Domain-Shared Learning and Gradual Alignment for Unsupervised Domain Adaptation Visible-Infrared Person Re-Identification
Nianchang Huang, Yi Xu, Ruida Xi, Ruida Xi, Qiang Zhang
TL;DR
This work addresses the gap in unsupervised domain adaptation for VI-ReID by proposing DSLGA, a two-stage framework that first reduces inter-domain modality discrepancies through Domain-Shared Learning (DSLS) and Domain-Shared Adversarial Loss (DSAL) plus Cluster Refinement with Multiple Results (CRMR), then mitigates large intra-domain cross-modality gaps with Gradual Alignment Strategy (GAS) using Supplementary Graph Matching (SGM) and Cross-Modality Consistency Constraining (CMCC).

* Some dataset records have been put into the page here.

PR #1111, opened 2026-05-18
Qhc 1375 Returned default spi reset to false

jordivallsq:
Returned the default value of the QbloxSPIRackControllerSettings reset to False


elygoner (approved):
Yup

A new CMDA-XD testing protocol evaluates cross-dataset VI-ReID transfer across SYSU-MM01, RegDB, and LLCM, and the results show that DSLGA outperforms existing unsupervised and many UDA methods, with competitive performance compared to some supervised approaches. The paper provides detailed ablations demonstrating the effectiveness of DSLS, DSAL, CRMR, SGM, and CMCC, and analyzes key hyperparameters to guide practical deployment. Overall, DSLGA advances real-world VI-ReID by enabling accurate cross-modality re-identification without requiring target-domain annotations, which could significantly improve surveillance and monitoring applications in heterogeneous environments.
Abstract
Recently, Visible-Infrared person Re-Identification (VI-ReID) has achieved remarkable performance on public datasets. However, due to the discrepancies between public datasets and real-world data, most existing VI-ReID algorithms struggle in real-life applications. To address this, we take the initiative to investigate Unsupervised Domain Adaptation Visible-Infrared person Re-Identification (UDA-VI-ReID), aiming to transfer the knowledge learned from the public data to real-world data without compromising accuracy and requiring the annotation of new samples. Specifically, we first analyze two basic challenges in UDA-VI-ReID, i.e., inter-domain modality discrepancies and intra-domain modality discrepancies. Then, we design a novel two-stage model, i.e., Domain-Shared Learning and Gradual Alignment (DSLGA), to handle these discrepancies. In the first pre-training stage, DSLGA introduces a Domain-Shared Learning Strategy (DSLS) to mitigate ineffective pre-training caused by inter-domain modality discrepancies via exploiting shared information between the source and target domains. While, in the second fine-tuning stage, DSLGA designs a Gradual Alignment Strategy (GAS) to handle the cross-modality alignment challenges between visible and infrared data caused by the large intra-domain modality discrepancies through a cluster-to-holistic alignment way. Finally, a new UDA-VI-ReID testing method i.e., CMDA-XD, is constructed for training and testing different UDA-VI-ReID models. A large amount of experiments demonstrate that our method significantly outperforms existing domain adaptation methods for VI-ReID and even some supervised methods under various settings.